- EXERCISE BRIEF
Copy each line below in which the word "responses" occurs.

- Dataset entries
^^^^^^^^^^^^^^^^

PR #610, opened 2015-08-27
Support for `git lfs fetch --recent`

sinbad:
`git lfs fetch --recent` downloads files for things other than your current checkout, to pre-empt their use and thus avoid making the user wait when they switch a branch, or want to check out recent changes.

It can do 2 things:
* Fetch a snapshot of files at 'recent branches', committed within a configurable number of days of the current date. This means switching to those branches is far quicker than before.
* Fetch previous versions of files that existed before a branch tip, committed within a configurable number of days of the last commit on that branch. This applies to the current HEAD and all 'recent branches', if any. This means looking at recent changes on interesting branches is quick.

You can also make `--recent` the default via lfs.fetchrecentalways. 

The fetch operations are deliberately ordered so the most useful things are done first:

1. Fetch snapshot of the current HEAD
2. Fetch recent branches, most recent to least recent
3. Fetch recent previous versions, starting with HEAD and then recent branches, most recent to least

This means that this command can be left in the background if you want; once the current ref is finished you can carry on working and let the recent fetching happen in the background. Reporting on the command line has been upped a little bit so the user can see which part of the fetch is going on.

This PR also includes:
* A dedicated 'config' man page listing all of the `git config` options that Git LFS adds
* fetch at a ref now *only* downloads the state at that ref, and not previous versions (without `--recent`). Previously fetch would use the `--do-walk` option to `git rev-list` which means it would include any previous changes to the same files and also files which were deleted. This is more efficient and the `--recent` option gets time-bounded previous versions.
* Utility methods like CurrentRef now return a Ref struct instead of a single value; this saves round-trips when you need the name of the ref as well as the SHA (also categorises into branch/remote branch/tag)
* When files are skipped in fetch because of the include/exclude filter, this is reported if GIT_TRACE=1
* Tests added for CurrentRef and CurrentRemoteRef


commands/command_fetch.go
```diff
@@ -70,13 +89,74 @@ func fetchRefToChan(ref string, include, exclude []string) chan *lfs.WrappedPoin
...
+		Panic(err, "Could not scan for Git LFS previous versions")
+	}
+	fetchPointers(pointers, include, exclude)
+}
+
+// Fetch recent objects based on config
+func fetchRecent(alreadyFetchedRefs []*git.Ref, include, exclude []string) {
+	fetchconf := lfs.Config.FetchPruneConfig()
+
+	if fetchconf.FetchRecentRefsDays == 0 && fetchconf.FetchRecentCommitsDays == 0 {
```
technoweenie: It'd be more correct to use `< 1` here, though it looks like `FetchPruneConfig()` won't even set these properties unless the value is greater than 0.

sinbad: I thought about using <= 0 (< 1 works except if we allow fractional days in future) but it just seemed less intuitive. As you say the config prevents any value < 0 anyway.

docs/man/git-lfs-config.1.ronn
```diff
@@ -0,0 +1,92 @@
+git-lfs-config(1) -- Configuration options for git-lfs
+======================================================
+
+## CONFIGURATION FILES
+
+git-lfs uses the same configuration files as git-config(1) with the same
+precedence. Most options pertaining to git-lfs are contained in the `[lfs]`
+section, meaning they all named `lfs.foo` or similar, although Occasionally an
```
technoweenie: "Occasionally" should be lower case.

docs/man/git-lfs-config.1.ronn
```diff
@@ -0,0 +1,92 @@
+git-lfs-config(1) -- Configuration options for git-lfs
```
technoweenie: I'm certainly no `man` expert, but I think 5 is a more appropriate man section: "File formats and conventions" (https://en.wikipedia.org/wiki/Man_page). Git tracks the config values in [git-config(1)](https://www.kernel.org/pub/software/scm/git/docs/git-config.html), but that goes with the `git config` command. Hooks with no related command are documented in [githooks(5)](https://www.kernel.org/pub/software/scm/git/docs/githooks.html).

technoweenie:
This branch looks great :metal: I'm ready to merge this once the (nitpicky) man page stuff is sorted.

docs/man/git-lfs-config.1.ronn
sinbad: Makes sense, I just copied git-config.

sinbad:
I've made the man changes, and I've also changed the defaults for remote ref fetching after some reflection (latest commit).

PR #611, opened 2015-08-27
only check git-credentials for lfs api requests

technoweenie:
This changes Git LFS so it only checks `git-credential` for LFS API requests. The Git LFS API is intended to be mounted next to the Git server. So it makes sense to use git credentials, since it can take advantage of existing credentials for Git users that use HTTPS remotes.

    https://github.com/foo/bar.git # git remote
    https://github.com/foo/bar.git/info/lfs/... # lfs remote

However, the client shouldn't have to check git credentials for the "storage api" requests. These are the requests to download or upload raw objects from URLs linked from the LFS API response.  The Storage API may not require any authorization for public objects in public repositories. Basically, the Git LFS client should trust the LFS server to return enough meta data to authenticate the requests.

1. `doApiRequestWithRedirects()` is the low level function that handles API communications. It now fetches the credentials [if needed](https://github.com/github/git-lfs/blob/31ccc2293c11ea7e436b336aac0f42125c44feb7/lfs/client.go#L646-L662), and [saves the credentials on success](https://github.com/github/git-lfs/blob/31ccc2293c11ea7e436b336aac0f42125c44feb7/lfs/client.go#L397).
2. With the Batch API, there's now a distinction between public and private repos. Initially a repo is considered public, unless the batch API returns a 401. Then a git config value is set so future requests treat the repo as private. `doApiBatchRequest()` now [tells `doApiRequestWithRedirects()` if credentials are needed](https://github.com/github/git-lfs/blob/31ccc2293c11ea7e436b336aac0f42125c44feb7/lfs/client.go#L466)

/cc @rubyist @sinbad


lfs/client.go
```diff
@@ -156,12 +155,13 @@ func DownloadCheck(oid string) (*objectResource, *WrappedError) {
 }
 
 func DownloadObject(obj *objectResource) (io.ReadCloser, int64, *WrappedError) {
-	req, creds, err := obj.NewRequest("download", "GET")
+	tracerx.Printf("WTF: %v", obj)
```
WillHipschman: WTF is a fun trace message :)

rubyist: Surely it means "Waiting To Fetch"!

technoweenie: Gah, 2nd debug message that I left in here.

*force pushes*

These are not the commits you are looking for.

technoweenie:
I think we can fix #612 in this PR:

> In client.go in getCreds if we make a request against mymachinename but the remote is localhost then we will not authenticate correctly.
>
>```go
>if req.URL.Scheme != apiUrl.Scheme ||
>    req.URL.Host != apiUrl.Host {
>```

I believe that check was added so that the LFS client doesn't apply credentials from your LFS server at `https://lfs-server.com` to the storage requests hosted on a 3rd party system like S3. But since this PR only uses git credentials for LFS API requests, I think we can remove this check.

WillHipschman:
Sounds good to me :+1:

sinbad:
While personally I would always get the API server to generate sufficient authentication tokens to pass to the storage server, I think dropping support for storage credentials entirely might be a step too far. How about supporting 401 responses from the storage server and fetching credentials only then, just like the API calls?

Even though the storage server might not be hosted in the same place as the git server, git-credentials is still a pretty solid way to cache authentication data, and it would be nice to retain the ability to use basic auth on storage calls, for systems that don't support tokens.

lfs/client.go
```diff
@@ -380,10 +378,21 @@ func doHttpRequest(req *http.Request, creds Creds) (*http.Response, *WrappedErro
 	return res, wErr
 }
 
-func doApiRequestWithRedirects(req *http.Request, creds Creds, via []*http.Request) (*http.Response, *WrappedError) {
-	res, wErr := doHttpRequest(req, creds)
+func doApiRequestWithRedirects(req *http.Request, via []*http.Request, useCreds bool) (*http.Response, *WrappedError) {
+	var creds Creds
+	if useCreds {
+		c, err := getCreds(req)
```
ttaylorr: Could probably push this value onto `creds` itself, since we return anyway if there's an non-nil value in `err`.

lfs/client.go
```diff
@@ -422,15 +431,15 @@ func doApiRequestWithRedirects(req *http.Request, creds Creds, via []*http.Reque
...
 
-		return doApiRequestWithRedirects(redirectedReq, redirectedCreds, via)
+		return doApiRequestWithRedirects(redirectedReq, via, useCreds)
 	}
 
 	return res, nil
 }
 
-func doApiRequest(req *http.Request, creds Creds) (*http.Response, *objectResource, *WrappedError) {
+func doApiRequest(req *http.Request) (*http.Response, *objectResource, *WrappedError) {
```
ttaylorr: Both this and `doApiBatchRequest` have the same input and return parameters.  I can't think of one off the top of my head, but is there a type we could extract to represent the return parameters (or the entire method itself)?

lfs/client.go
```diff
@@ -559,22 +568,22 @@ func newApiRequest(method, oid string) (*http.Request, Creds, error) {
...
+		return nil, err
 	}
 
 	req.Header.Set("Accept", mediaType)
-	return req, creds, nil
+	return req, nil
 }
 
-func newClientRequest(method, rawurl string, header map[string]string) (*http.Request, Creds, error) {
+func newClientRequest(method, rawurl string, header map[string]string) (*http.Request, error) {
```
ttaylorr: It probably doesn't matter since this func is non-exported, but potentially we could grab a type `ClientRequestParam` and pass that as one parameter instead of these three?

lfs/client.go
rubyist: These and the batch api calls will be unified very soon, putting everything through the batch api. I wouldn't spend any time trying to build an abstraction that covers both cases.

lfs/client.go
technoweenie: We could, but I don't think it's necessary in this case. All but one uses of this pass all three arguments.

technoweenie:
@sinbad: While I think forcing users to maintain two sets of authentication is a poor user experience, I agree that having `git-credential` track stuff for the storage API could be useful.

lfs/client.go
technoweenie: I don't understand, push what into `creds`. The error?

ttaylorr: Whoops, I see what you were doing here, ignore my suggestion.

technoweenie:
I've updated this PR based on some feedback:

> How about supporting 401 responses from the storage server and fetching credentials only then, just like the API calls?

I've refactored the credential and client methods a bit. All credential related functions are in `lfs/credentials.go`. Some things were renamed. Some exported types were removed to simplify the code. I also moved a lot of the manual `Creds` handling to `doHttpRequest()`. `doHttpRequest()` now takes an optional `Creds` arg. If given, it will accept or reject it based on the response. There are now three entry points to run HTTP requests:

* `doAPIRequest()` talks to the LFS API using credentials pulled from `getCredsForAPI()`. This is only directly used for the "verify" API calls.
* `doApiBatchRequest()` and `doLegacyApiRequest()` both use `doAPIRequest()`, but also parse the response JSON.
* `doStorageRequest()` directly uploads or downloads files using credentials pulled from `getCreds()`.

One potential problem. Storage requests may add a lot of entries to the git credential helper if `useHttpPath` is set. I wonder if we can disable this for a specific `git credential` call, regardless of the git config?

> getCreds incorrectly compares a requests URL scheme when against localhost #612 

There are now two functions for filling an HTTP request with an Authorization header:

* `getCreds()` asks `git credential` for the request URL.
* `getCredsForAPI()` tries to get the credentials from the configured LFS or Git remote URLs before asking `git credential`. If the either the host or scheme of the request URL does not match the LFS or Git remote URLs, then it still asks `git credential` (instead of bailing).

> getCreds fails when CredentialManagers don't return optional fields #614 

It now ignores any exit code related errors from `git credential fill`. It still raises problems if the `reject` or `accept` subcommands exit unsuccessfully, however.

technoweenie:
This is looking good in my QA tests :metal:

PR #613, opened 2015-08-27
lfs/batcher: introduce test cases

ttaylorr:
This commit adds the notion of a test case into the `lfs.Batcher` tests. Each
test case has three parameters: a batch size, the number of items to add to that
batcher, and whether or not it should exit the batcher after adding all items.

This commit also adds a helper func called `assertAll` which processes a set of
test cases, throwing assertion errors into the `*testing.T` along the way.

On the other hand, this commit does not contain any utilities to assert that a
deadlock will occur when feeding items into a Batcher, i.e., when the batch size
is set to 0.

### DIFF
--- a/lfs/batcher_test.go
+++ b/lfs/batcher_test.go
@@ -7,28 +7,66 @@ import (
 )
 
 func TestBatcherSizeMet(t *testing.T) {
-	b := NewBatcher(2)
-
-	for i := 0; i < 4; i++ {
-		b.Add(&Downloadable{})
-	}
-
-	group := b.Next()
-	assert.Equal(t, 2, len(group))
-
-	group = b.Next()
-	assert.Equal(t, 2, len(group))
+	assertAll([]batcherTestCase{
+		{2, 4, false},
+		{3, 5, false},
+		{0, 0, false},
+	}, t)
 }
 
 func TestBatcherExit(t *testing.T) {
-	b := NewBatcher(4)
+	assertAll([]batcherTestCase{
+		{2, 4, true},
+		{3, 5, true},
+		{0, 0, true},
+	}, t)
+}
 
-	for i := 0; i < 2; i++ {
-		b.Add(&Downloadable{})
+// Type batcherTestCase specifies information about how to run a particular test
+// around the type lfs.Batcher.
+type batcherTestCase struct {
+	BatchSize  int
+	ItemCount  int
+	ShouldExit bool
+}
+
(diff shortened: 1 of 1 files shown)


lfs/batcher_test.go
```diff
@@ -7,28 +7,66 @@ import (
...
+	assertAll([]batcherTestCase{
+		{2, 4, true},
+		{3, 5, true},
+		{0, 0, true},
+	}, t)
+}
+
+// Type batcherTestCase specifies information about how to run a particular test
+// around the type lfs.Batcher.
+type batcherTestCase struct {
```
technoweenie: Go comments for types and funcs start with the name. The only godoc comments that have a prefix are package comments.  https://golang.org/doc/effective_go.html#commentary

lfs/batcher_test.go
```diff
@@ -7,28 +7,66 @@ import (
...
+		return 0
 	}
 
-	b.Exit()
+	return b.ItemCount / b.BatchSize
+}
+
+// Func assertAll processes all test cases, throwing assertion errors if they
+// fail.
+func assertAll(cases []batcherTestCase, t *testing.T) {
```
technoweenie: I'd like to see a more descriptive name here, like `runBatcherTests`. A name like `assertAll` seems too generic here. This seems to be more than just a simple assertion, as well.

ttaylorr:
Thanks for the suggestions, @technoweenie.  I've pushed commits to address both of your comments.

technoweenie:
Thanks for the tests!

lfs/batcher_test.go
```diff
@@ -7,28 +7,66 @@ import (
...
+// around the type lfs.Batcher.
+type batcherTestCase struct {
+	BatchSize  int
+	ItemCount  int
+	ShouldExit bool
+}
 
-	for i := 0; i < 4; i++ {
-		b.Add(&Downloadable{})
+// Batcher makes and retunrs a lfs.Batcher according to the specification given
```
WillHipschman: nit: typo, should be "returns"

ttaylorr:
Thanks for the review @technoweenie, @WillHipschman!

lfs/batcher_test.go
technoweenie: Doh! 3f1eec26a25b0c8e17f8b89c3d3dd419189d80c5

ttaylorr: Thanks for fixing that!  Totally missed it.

^^^^^^^^^^^^^^^^

- SOLVED PROBLEM
While personally I would always get the API server to generate sufficient authentication tokens to pass to the storage server, I think dropping support for storage credentials entirely might be a step too far. How about supporting 401 responses from the storage server and fetching credentials only then, just like the API calls?
> How about supporting 401 responses from the storage server and fetching credentials only then, just like the API calls?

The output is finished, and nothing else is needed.